While the linker could perhaps do that, most examples of where you would need it to do so are also examples of bad code lacking cohesion and having high coupling (usually through the horror of global variables). Your example being such an exemplar.

So it is hardly a "fiasco"; that is probably too strong a description. It is merely a minor restriction of the way you might code.

Answer 5

Linkers traditionally just link - i.e. they resolve addresses. You seem to be wanting them to do semantic analysis of the code. But they don't have access to semantic information - only a bunch of object code. Modern linkers at least can handle large symbol names and discard duplicate symbols to make templates more useable, but so long as linkers and compilers are independent, that's about it. Of course if both linker and compiler are developed by the same team, and if that team is a big corporation, more intelligence can be put in the linker, but it's hard to see how a standard for a portable language can mandate such a thing.

If you want to know more about linkers, BTW, take a look at http://www.iecc.com/linker/ - about the only book on an often ignored tool.

Answer 6

In your simple example, a sufficiently smart linker could indeed work out that the initializations in A.o need to run before those in B.o because B.o refers to symbols that are defined in A.o.

But examples as simple as yours don't really demonstrate much of a problem, certainly not something of the "fiasco" level. Here's a slightly more complicated example.

// externs.h
extern int a;
extern int b;

// A.cpp
#include "externs.h"

int a = 5;
int aa = b;

// B.cpp
#include "externs.h"
int b = 10;
int bb = a;

The standard requires that variables in a single compilation unit be initialized in declaration order, so a must be initialized before aa, and b be initialized before bb, but there aren't any further ordering requirements. Initializations from a compilation unit are allowed to be interleaved with those from other compilation units.

There is at least one initialization order that would ensure all variables are initialized before they get used to initialize anything else, while still obeying the standard:

1. a
2. b
3. bb
4. aa

The linker has only limited information about this program.

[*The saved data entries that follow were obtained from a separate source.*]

PR #171, opened 2026-06-10
6/10/2026

kwcckw:


frame_2D_alg/agg_recursion.py
```diff
@@ -187,10 +187,10 @@ def comp_C_(C_,_r, _C_=[], fall=1, fC=0):  # simplified for centroids, trans-N_s
             tc += c; tr += r*c
             comp_N(_C,C,_r, c ,A=dy_dx,span=dist,L_=L_,N_=N_,acc=acc)  # simplified for typ=3
     for N in list(set(N_)):
-        if N.rim: sum2F(N.rim, N.Rt)
+        if N.rim: sum2F(N.rim, N.Rt)  # Rt.m is never updated, but we need them in get_exemplar? N.Rt = sum2F(N.rim)?
```
kwcckw, line 190: So looks like the claude fable is significantly better than opus, but it took all the session limit with just one question.

So in this line, we need to reassign `N.Rt = sum2F(N.rim)`? Else we not really get any m, d in N.Rt when we parse it as root.

frame_2D_alg/agg_recursion.py
```diff
@@ -425,11 +425,14 @@ def cluster_C(Ft, E_,_r,_c):  # form centroids by clustering exemplar surround v
...
             r = _r+ R/T  # loop-local, not ave?
-            if M*(_C.m+ wC_*len(n_)+wC_*len(n_)) > Ave*(r+_C.r+ cC_*len(n_)):  # else: Up+= sum(_C._m_)+ sum([abs(d) for d in _C._d_])?
+            # duplicated wC_*len(n_)?
+            if M*(_C.m + wC_*len(n_)) > Ave*(r+_C.r+ cC_*len(n_)):  # else: Up+= sum(_C._m_)+ sum([abs(d) for d in _C._d_])?
                 for n in [_n for n in n_ for l in n.rim for _n in l.N_ if _n is not n]:
                     N__ += [n]  # +|-Ls
                 C = sum2F(n_, Ft,m_,d_)  # C.N_ = n_
                 C._N_ = list(set(N__)- set(n_))  # new frontier
+                for n, m, d in zip(n_, m_, d_):  # now n.m_, d_ and root_ are always empty, we need to assign those after sum2F?
+                    n.root_ += [C]; n.m_ += [m]; n.d_ += [d]
```
kwcckw, line 435: Right now n.m_, d_ and root_ are not filled, i think previously we had them in sum2C, so we need to add it back?

frame_2D_alg/agg_recursion.py
```diff
@@ -520,14 +523,16 @@ def sum2F(N_, root=None, m_=[],d_=[], merge=0, froot=0, nF=None):  # -> CF/CL/CC
         F.N_ = n_; F.kern=kern; F.span=span; F.yx=yx
         if angl is not None: F.angl = [angl, np.sign(F.dTT[1] @ ttcP[1])]
         if typ==3:  # frame?
-            for N in N_: add_H(F.H, N.H, F)  # concat lower levs
+            for N in N_:
+                if N.H: add_H(F.H, N.H, F, fN=isinstance(N.H[0], CN))  # concat lower levs
             F.H += [sum2F([n for N in N_ for n in N.N_], F)]  # top lev
+            # if typ == 3, we shouldn't have m_ and d_ here? This should be in if fC?
             F.m_,F.d_ = m_,d_; F.m, F.d = sum(m_),sum(d_)
```
kwcckw, line 530: When typ == 3 here. we shouldn't get m_ and d_? This should be valid wen fC is true?

frame_2D_alg/agg_recursion.py
```diff
@@ -859,7 +864,7 @@ def comp_prj_dH(_N, N, ddH, rn, link, angl, span, dec):
 def frame_H(image, iY,iX, Ly,Lx, Y,X, rV, max_elev=4):
 
     def base_tile(y,x, elev):  # lower tile if elev else pixels
-        if elev:
+        if elev:  # no direct cross_comp in base_tile now?
```
kwcckw, line 867: I can see we don't have direct cross_comp in base_tile now, and it's only nested in frame_H, when we cross_comp tiles?

        if tile_: # sparse,2D
            if cross_comp(Fr.Nt, rr=elev)[0]:  # spec-> tN_,tC_,tL_, proj comb N_'L_?

frame_2D_alg/agg_recursion.py
```diff
@@ -85,7 +85,7 @@ def cross_comp(root, rr):  # core function mediating recursive rng+ and der+ cro
 
     N_,G_ = root.N_,[]; fC = N_[0].typ==2  # root is Ft, converted below, rc=rdn+olp, comp N_|B_|C_:
     # comp_ s update root oF:
-    L_,TT,c,r,TTd,cd,rd = comp_C_(N_,rr,fC=1) if fC else comp_N_(combinations(N_,2),rr)
+    L_,TT,c,r,TTd,cd,rd = comp_C_(N_,rr,fC=1) if fC else comp_N_(combinations(N_,2),rr)  # TTd, cd and rd are redundant now?
```
boris-kz, line 88: redundant because boundary is computed from rims?

frame_2D_alg/agg_recursion.py
boris-kz: Probably. Session limit?

frame_2D_alg/agg_recursion.py
boris-kz: these would be nodes, not centroids, they are still typ 3

frame_2D_alg/agg_recursion.py
boris-kz: ok, frame_H should be default?

    def base_tile(y,x, elev):  # lower tile if elev else pixels
        if not elev:
            T = vect_edge(frame_blobs_root(comp_pixel(image[y:y+Ly, x:x+Lx]), rV), rV)
            if T: T.yx=np.array([y+Ly//2,x+Lx//2]); T.box=np.array([y,x,min(y+Ly,Y),min(x+Lx,X)]); T.span=np.hypot(Ly,Lx)/2
        T = frame_H(image, y, x, Ly, Lx, Y, X, rV, max_elev=elev)  # tile
        return T

frame_2D_alg/agg_recursion.py
```diff
@@ -622,7 +627,7 @@ def add_Lt(G, Lt,wTT):  # addition to Q2R
     L_ = Lt.N_
     if Lt.m * wN > ave*(cN+Lt.r):  # comp typ -1 pre-links
         L_,pL_ = [],[]; [L_.append(L) if L.typ==1 else pL_.append(L) for L in Lt.N_]
-        if pL_ and sum_vt(pL_,fm=1,wTT=wTT)[0]* ave*wN > ave*(cN * np.mean([L.r for L in pL_])):
+        if pL_ and sum_vt(pL_,fm=1,wTT=wTT)[0]* ave*wN > ave*(cN * np.mean([L.r for L in pL_])):  # * ave on both sides, which cancel out each other?
```
boris-kz, line 630: yes, 1s ave was a typo

frame_2D_alg/agg_recursion.py
boris-kz: n_+=[n]; m_+=[m]; d_+=[d]; c=n.c; T+=c; M+=m*c; D+=abs(d)*c; R+=n.r*c  # scale totals only?

those should be assigned N?

frame_2D_alg/agg_recursion.py
boris-kz: Conceptually yes — but not as pasted. In your snippet the unconditional T = frame_H(...) overwrites the elev=0 vect_edge result, and frame_H(max_elev=0) returns [] (the while elev < max_elev loop never runs, Fr stays []), so the pixel-level case is discarded entirely and the whole hierarchy produces nothing.

The clean version of “frame_H as default” is to move the base case inside frame_H and delete base_tile:

def frame_H(image, iY,iX, Ly,Lx, Y,X, rV, max_elev=4):
    if not max_elev:  # base: pixel-level tile
        T = vect_edge(frame_blobs_root(comp_pixel(image[iY:iY+Ly, iX:iX+Lx]), rV), rV)
        if T: T.yx=np.array([iY+Ly//2,iX+Lx//2]); T.box=np.array([iY,iX,min(iY+Ly,Y),min(iX+Lx,X)]); T.span=np.hypot(Ly,Lx)/2
        return T
    ...


Then fill_frame calls frame_H(image, iy,ix, ..., max_elev=elev) uniformly for both the not elev top-of-loop seed and the elev>0 re-seed. That gives the compositional definition you presumably want: frame_H(e) = frame of frame_H(e-1) tiles, frame_H(0) = vect_edge window. The tile/frame conflation is fine — it’s already inherent in tile = Fr seeding the next level.

Two things to check:

	1.	The fill_frame asymmetry must stay: at elev>0 the initial T is the already-computed lower Fr passed in, not a fresh frame_H call — recomputing it would be wasteful and non-identical under feedback-shifted filters. So you unify base_tile away, but not the if not elev control flow inside the loop.
	2.	Making frame_H the universal path deepens an existing issue: every elev>0 re-seed runs a full sub-hierarchy whose ffeedback mutates global ave/avd mid-parent-loop, so the parent’s gate (ave+avd)*(T.r+cFrm) drifts with each re-seed, order-dependently. Is that intended local adaptation, or should nested frame_H calls restore parent filters on return?

Minor: normalize the empty return — base case yields None, recursive yields []; both falsy so gates work, but pick one.

kwcckw: Not sure if the suggestion is correct, but instead of default frame_H, why we are not adding cross_comp? The default frame_H also cross comparing tiles, and we will never cross_compare any Gs.

frame_2D_alg/agg_recursion.py
kwcckw: Yes, i think this is from prior version, where we have another fork here. Now b-fork should be in sum2G now.

frame_2D_alg/agg_recursion.py
kwcckw: So the ave should be applied to the right side, and left side should be like this?

    if pL_ and sum_vt(pL_,fm=1,wTT=wTT)[0]*wN

frame_2D_alg/agg_recursion.py
kwcckw: Okay, right, thanks.

frame_2D_alg/agg_recursion.py
kwcckw: But those are unconfirmed Ns? We need to add it after sum2F of C, after the eval?

frame_2D_alg/agg_recursion.py
kwcckw: Yes, it used up the current session token with just one question, and need to wait for another 5 hours for reset again.

boris-kz: Is that through API? I never see the token usage

frame_2D_alg/agg_recursion.py
boris-kz: right

frame_2D_alg/agg_recursion.py
boris-kz: yes, it should be in base_tile?

def frame_H(image, iY,iX, Ly,Lx, Y,X, rV, max_elev=4):

    def base_tile(y,x):  # lower tile if elev else pixels
        
        if T := vect_edge( frame_blobs_root( comp_pixel(image[y:y+Ly, x:x+Lx]), rV), rV):
            T.yx = np.array([iY+Ly//2, iX+Lx//2])
            T.box = np.array([iY,iX, min(iY+Ly,Y), min(iX+Lx,X)])
            T.span = np.hypot(Ly,Lx)
            if cross_comp(Fr.Nt, rr=elev)[0]: return T
            
    def fill_frame(_iy,_ix, elev, T):  # seed tile is lower frame if elev else pixels

        cy,cx = (Ly-1)//2, (Lx-1)//2; y,x = cy,cx  # start=mean
        while True:
            if not elev:  # init pixel-level seed tile
                T = base_tile(_iy,_ix) 
            if T and sum(vt_(T.dTT, T.wTT*ttFrm)) * wFrm > (ave+avd)*(T.r+cFrm):  # complex gate, make incremental?
                frame[y,x]=T; T_+=[T]  # loop adds one tile to level
                if 0 < sum(vt_(pTT, T.wTT*ttFrm)) * wFrm < ave * cFrm:  # extend lev by combined proj T_
                    if PV__[y,x] > ave:
                        if elev:
                            T = base_tile(iy,ix)  # lower frame_H, up to current level
                    else: break
                else: break
            else: break

boris-kz: Central question first: `base_tile` no longer recurses — the elev>0 re-seed now gets a pixel-window vect_edge, not `frame_H(..., max_elev=elev)`. The comment "lower frame_H, up to current level" contradicts the code. If intentional, elevation collapses: every level fills frames of same-grain 64×64 tiles, and scope stops expanding — the step `(y-cy)*(T.box[2]-T.box[0])` uses the current T's box, which after the first re-seed is ≤ Ly, so only the inherited seed Fr contributes one big step and the rest of the level scans at level-0 footprint. Higher levels then differ only by `rr=elev` in comparison depth, covering the same image area repeatedly. If that's the redesign — comparison-depth hierarchy instead of composition hierarchy — what replaces spatial scope growth? Scaling Ly,Lx per elev? If it's not the redesign, the elev>0 re-seed must stay `frame_H(image, iy,ix, Ly,Lx, Y,X, rV, max_elev=elev)`.

Concrete breaks:

1. `cross_comp(Fr.Nt, rr=elev)` — wrong referent. `Fr` resolves through closure to frame_H-body's previous-level frame: `[]` on the first tile → AttributeError; later it would re-cross_comp the prior frame per candidate tile. You mean `T.Nt`. (`elev` also resolves by closure to the body's loop variable — works, but implicit.)

2. Even as `T.Nt`: vect_edge already runs comp_slice + trace_edge and gates its return on frame value. Adding a per-tile cross_comp gate means a tile is only accepted if agg-level clustering succeeds inside one window — much stricter, sparse frames — and it duplicates the outer `cross_comp(Fr.Nt, rr=elev)`. In the old design per-tile cross_comp existed only via the frame_H recursion at elev>0. Is this gate the cheap replacement for that recursion, or an addition on top of it?

3. elev=0 window still frozen, half-fixed: base_tile now takes coords, but the loop top calls `base_tile(_iy,_ix)` every iteration, and the projection's `iy,ix` are computed then discarded (`if elev:` guard). Frame fills with copies of the seed tile. Per your own comment "init pixel-level seed tile": seed once before the loop, re-seed at the bottom unconditionally:

```python
T = base_tile(iy,ix) if not elev else frame_H(image, iy,ix, Ly,Lx, Y,X, rV, max_elev=elev)
```

4. Still unfixed from last round: `T.yx`/`T.box` use `iY,iX` (frame_H's seed) instead of base_tile's own `y,x` — every tile claims the same position, corrupting dy_dx and proj_focus. And span is still full diagonal against the radius convention everywhere else (PP: `hypot(dy/2,dx/2)`, decay normalizes by mean span).

frame_2D_alg/agg_recursion.py
boris-kz: yes, pass them in sum2F?

frame_2D_alg/agg_recursion.py
kwcckw: > yes, it should be in base_tile?

Yes, so now elev doesn't matter in base_tile, and it's only used for rr. Also that Fr.Nt should be T.Nt instead.

frame_2D_alg/agg_recursion.py
kwcckw: We actually already have m_ and d_ as input in sum2F, i guess we need to readd this section in sum2F when fC = 1.

frame_2D_alg/agg_recursion.py
kwcckw: It's actually in the settings, under usage, but i'm not sure if the max plan got a different setting:
image

frame_2D_alg/agg_recursion.py
boris-kz: right

frame_2D_alg/agg_recursion.py
boris-kz: so a new tile is always pixel-level base_tile, but seed tile can be a lower frame.
that means we need to expand a new tile to the level of seed tile before the next loop?

kwcckw: Okay, i guess we need to parse the seed tile's elev into base tile, and set it as the max elev of the frame_H within?

boris-kz: def frame_H(image, iY,iX, Ly,Lx, Y,X, rV, max_elev=4):

    def base_tile(y,x):  # pixel-level tile

        if T := vect_edge( frame_blobs_root( comp_pixel(image[y:y+Ly, x:x+Lx]), rV), rV):
            T.yx = np.array([y+Ly//2, x+Lx//2])
            T.box = np.array([y,x, min(y+Ly,Y), min(x+Lx,X)])
            T.span = np.hypot(Ly,Lx)
        if cross_comp(T.Nt, rr=elev)[0]: return T

    def fill_frame(_iy,_ix, elev, T):  # seed tile is lower frame if elev else pixels

        cy,cx = (Ly-1)//2, (Lx-1)//2; y,x = cy,cx  # start=mean
        while True:
            if not elev:  # init pixel-level seed tile
                T = base_tile(_iy,_ix)
            if T and sum(vt_(T.dTT,T.wTT*ttFrm)) * wFrm > (ave+avd)*(T.r+cFrm):  # complex gate, make incremental?
                frame[y,x]=T; T+=[T]  # loop adds one tile to level
                if 0 < sum(vt_(pTT, T.wTT*ttFrm)) * wFrm < ave * cFrm:  # extend lev by combined proj T_
                    if PV__[y,x] > ave:
                        nxt_T = base_tile(iy,ix); d_elev = elev  # lower frame_H, up to current level
                        while d_elev:
                            d_elev-=1; fill_frame(iy,ix, d_elev, nxt_T)
                    else: break
                else: break
            else: break
?

kwcckw: Okay, so the expansion is in fill_frame, but the d_elev should be 0 in the first lev 0, so there will be no expansion in the first elev, and the number of fill_frame (expansion) is proportional to the elev now.

boris-kz: bunch of edits with Fable, still unsettled:

def proj_focus(PV__, y,x, tile):  # radial accum of projected focus value in PV__

    m,d = vt_(tile.dTT, tile.wTT * ttFrm); c = tile.c  # m,d,n = tile.m, tile.d, tile.c  # add r?
    V = (m-ave + d-avd) * c
    Dec = decay ** (c * np.hypot(*(tile.box[2:]-tile.box[:2])) / wYX)  # Dec = decay ** (wYX / np.hypot(*(tile.box[2:]- tile.box[:2])))
    H, W = PV__.shape  # = win__
    n = 1  # radial distance
    while y-n>=0 and x-n>=0 and y+n<H and x+n<W:  # rim is within frame
        dec = Dec * n
        pV__= np.array([
        V * dec * 1.4, V * dec * a, V * dec * 1.4,  # a = aspect = dy/dx, affects axial directions only
        V * dec / a,                V * dec / a,
        V * dec * 1.4, V * dec * a, V * dec * 1.4
        ], dtype=float)
        if np.sum(pV__) < ave * 8:
            break  # < min adjustment
        rim_coords = np.array([
        (y-n,x-n), (y-n,x), (y-n,x+n),
        (y, x-n),           (y, x+n),
        (y+n,x-n), (y+n,x), (y+n,x+n)
        ], dtype=int)
        row,col = rim_coords[:,0], rim_coords[:,1]
        PV__[row,col] += pV__  # in-place accum pV to rim
        n += 1

def proj_TT(L, cos_d, dist, r, pTT, wTT, pc, dec=1, fdec=0, frec=0):  # accumulate link pTT with iTT | eTT internally, L may be N

    dec = dist if fdec else ave ** (1 + (dist * dec) / L.span)  # not fully revised, ave = match decay rate / unit distance
    if not frec: pc[0] += L.c * dec
    cert = abs(sum(vt_(TT,wTT)) * wPrj)  # approximation
    if cert > (ave+avd)*(r+cPrj): # certainty margin
        pTT+=TT; return
    if not frec:  # non-recursive
        for lev in L.Nt.N_:  # refine pTT
            proj_TT(lev, cos_d, dec, r+1, pTT, wTT, fdec=1, frec=1)
    pTT += TT  # L.dTT is redundant to H, neither is redundant to Bt,Ct
    if L.Bt:  # + trans-link tNt, tBt, tCt?
        TT = L.Bt.dTT
        if TT is not None:
            pTT += np.array([TT[0] * dec, TT[1] * cos_d * dec])

def proj_N(N, dist, A, r, _c, dec=1):  # arg rc += N.rc+Nw, recursively specify N projection val, add pN if comp_pN?

    cos_d = (N.angl[0].dot(A) / ((np.hypot(*N.angl[0]) * dist) or eps)) * N.angl[1] if N.angl else 0  # int x ext angle alignment, mean=0
    iTT,eTT = np.zeros((2,9)),np.zeros((2,9))
    pc = np.zeros(1)
    wTT = CoF.get().wTT*ttPrj
    for L in N.L_+ N.B_:
        proj_TT(L, cos_d, dist, L.r+r, iTT, wTT, dec); pc[0] += L.c * dec  # accums TT internally
    if hasattr(N.Ct,'Lt') and N.Ct.Lt: [proj_TT(L,cos_d,dist,L.r+r,iTT,wTT,dec) for L in N.Ct.Lt.N_]  # C-to-N links
    for L in N.rim:
        proj_TT(L, cos_d,dist,L.r+r,eTT,wTT,dec); pc[0] += L.c * dec
    pTT = iTT + eTT  # projected int,ext links, work the same?
    oF = CoF.get(); oF.N_=[N]; oF.dTT=pTT; oF.c+=_c; oF.r+=r

    return pTT, pc[0]  # info_gain = N.m * average link uncertainty, should be separate

def frame_H(image, iY,iX, Ly,Lx, Y,X, rV, max_elev=4, ffb=0):

    def fill_frame(_iy,_ix, elev, T):  # expand level_frame from pixel-level seed tile

        PV__ = np.zeros([Ly,Lx])
        T_ = []
        while T and sum(vt_(T.dTT, T.wTT*ttFrm*T.c)) * wFrm > (ave+avd)*(T.r+(cFrm*T.c)):
            pTT, pc = proj_N(T, np.hypot(*dy_dx), dy_dx, elev, T.c)
            if 0 < sum(vt_(pTT, T.wTT*ttFrm)) * (wFrm*pc) < ave * cFrm:
                proj_focus(PV__,y,x, T)
                y,x = np.unravel_index(pv__.argmax(), PV__.shape)
                if PV__[y,x] > ave:
                    T = frame_H(image, iy,ix, Ly,Lx, Y,X, rV, max_elev=elev)  # expand new tile to current level, no fb
                else: break
            else: break
        if T_:
            TT,C,R = sum_vt(T_, wTT=ttFrm); R+= elev
            if sum(vt_(TT,ttFrm))*(C*wFrm) > (ave+avd)*(R+cFrm):
                return T_,C,R
        return [], 0, 0
    elev = 0
    global ave,avd  # update / ffeedback
    aTT = oTT = np.zeros((2,9))  # regime refs across levs
    Fr = []
    if T := vect_edge(frame_blobs_root(comp_pixel(image[iY:iY + Ly, iX:iX + Lx]), rV), rV):
        T.yx = np.array([iY + Ly // 2, iX + Lx // 2])
        T.box = np.array([iY,iX, min(iY+Ly, Y), min(iX+Lx, X)])
        T.span = np.hypot(Ly, Lx) / 2
        if not cross_comp(T.Nt, rr=0)[0]: T = []

    if not T or not max_elev: return T  # frame_H(0) = pixel tile
    while elev < max_elev:
        if tile_: # sparse,2D
            if cross_comp(Fr.Nt, rr=0)[0]:  # spec-> tN_,tC_,tL_, proj comb N_'L_?
                if elev and ffb:  # ffb =1 in main
                    aTT,oTT = ffeedback(Fr, aTT,oTT)  # term,form oH(aH
                elev +=1; T = Fr  # next-extension seed
            else: break
        else: break
    if Fr: oF = CoF.get(); oF.N_=[Fr]; oF.dTT=Fr.dTT; oF.c+=Fr.c; oF.r+=Fr.r

boris-kz: Three of the four landed half-way; two crash, one kills extension:

1. **proj_TT call sites weren't updated for the new signature.** pc is now the 7th positional, but all three calls still pass `dec` there — `proj_TT(L, cos_d, dist, L.r+r, iTT, wTT, dec)` puts a scalar in the pc slot, and `pc[0]` inside raises TypeError on the first link. And the refine recursion `proj_TT(lev, cos_d, dec, r+1, pTT, wTT, fdec=1, frec=1)` passes no pc at all — missing required positional. Meanwhile the old external `pc[0] += L.c * dec` lines survive at the call sites, which would double-count (undecayed) on top of the internal accumulation once the calls are fixed. Net fix in proj_N:

```python
for L in N.L_+ N.B_:  proj_TT(L, cos_d, dist, L.r+r, iTT, wTT, pc)
if hasattr(N.Ct,'Lt') and N.Ct.Lt: [proj_TT(L, cos_d, dist, L.r+r, iTT, wTT, pc) for L in N.Ct.Lt.N_]
for L in N.rim:  proj_TT(L, cos_d, dist, L.r+r, eTT, wTT, pc)
```

and in proj_TT's refine loop: `proj_TT(lev, cos_d, dec, r+1, pTT, wTT, pc, fdec=1, frec=1)`.

2. **proj_focus: c landed in the decay exponent.** `decay ** (c * f/wYX)` — c is mass, often tens or more, so Dec ≈ 0 and high-mass tiles project nothing: the loop breaks on ring 1, PV__ stays empty, extension dies. Inverted: the strongest tiles should project farthest. Mass already enters once, through V. The n in my formula was the radial loop variable, and `dec = Dec * n` is still linear. Both in one:

```python
Dec = decay ** (np.hypot(*(tile.box[2:]-tile.box[:2])) / wYX)  # per-step
...
dec = Dec ** n  # compounded per ring
```

3. **The proj gate is still the imbalanced one.** You mass-scaled the while gate but left `< ave * cFrm` where pc sits on the LHS — link-rich tiles exceed the constant bound and never extend. `< ave * (cFrm * T.c)`: then pc/T.c is the surviving fraction and the bound is scale-free.

4. The while gate's `T.wTT*ttFrm*T.c` works only because vt_ is linear in its weights — it reads as a weight tweak but is a mass multiplier. Clearer outside: `sum(vt_(T.dTT, T.wTT*ttFrm)) * (wFrm*T.c)`. And note what the edit actually changes: RHS scales only the cFrm term by c, not T.r — uniform c on both sides would cancel exactly (per-unit gate unchanged), so the entire behavioral content of this edit is "redundancy counts less for high-mass tiles." If that's not a position you hold deliberately, revert the gate to per-unit.

kwcckw: > Dec = decay ** (c * np.hypot(*(tile.box[2:]-tile.box[:2])) / wYX

So previously we have a typo? It should be in exponential form of base decay? Also including `c` may scale the `Dec` into a very large value since tile.c accumulates from all nested cs, so it's either 0 or a large tile.c value.

boris-kz: ** because multiplying a ratio makes it bigger, not smaller
but *c is not relevant for decay, it should be in eval only

kwcckw: > ** because multiplying a ratio makes it bigger, not smaller

Both should be the same? But with exponential scale them even larger or smaller?

Because when ratio <1, multiply or exponential scale value lower, while when ratio > 1, they scale it larger?

boris-kz: for ratio <1, exponential will decrease it, try .5**2

frame_2D_alg/agg_recursion.py
```diff
@@ -187,10 +187,10 @@ def comp_C_(C_,_r, _C_=[], fall=1, fC=0):  # simplified for centroids, trans-N_s
             tc += c; tr += r*c
             comp_N(_C,C,_r, c ,A=dy_dx,span=dist,L_=L_,N_=N_,acc=acc)  # simplified for typ=3
     for N in list(set(N_)):
-        if N.rim: sum2F(N.rim, N.Rt)
+        if N.rim: sum2F(N.rim, N.Rt)  # Rt.m is never updated, but we need them in get_exemplar? N.Rt = sum2F(N.rim)?
     if L_: sum2F(L_,CoF.get())
     TTm,cm,rm,TTd,cd,rd = acc
-    oF = CoF.get(); oF.N_ = N_; oF.dTT=TTm; oF.c+=c; oF.r+=r
+    oF = CoF.get(); oF.N_ = N_; oF.dTT=TTm; oF.c+=cm; oF.r+=rm  # cm and rm?
```
boris-kz, line 193: why cm and rm?

frame_2D_alg/agg_recursion.py
kwcckw: Okay thanks. So i misunderstood earlier. Yes, if decay is <1, then we need exponential (decay ** ratio) when ratio is smaller than 1, else (decay * ratio) grows larger when we multiply it.

frame_2D_alg/agg_recursion.py
kwcckw: We don't have accumulated var `c` and `r` here? 

So it's either `cm, rm` or `cm+cd, rm+rd`,  but oF's c and r should be from match only?

boris-kz: cm+cd, rm+rd, it's only selective in clustering

kwcckw: I see, thanks for clarifying. So we need to change it in the same way in comp_N_, and skip the return of ds as well

boris-kz: yes, please edit that and add m_,d_ in comp_C sum2F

It knows that the compiled file A.o defines two symbols, a and aa, and that it refers to an external symbol b. Likewise, it knows that B.o defines b and bb and refers to external symbol a. The two object files are mutually dependent, so the linker cannot use the same technique it could have used from your example. In this example, it needs to know that only a has to be defined in order to initialize B.o. The information recorded in the object files, though, doesn't get that specific. It doesn't contain dependencies between symbols.

Answer 7

Any language standard is a compromise among many things. In this case, we're talking about a compromise between ease of implementation and ease of use. If a language is too hard to implement, there will be few or no conforming implementations, and the standard will be useless. If it's too hard to use, nobody will use it, and the standard also will be useless.

Language standard committees will therefore try to limit the demands they place on the implementation, particularly on the more common systems. In modern systems, it's very common to have various different compilers but a shared linker, and therefore a committee will feel much freer to make demands on the compiler writers but go easier on the linkers.

C++ function overloading depended on finding a trick to make it work on linkers ("name mangling"). The C90 standard said that variable names with external linkage had to be unique in the first six characters without counting different cases. The rationale (to the 1989 ANSI version, it was, IIRC, dropped for the 1990 ISO standard) said that the committee was very unhappy about keeping that restriction, but felt that dropping it would make it too difficult to implement standard C on too many systems with primitive linkers.

There is something of a chicken-and-egg situation here, in that language designers are reluctant to put demands on linkers, and therefore there's no great push for linkers to evolve, but that's the way things are currently working.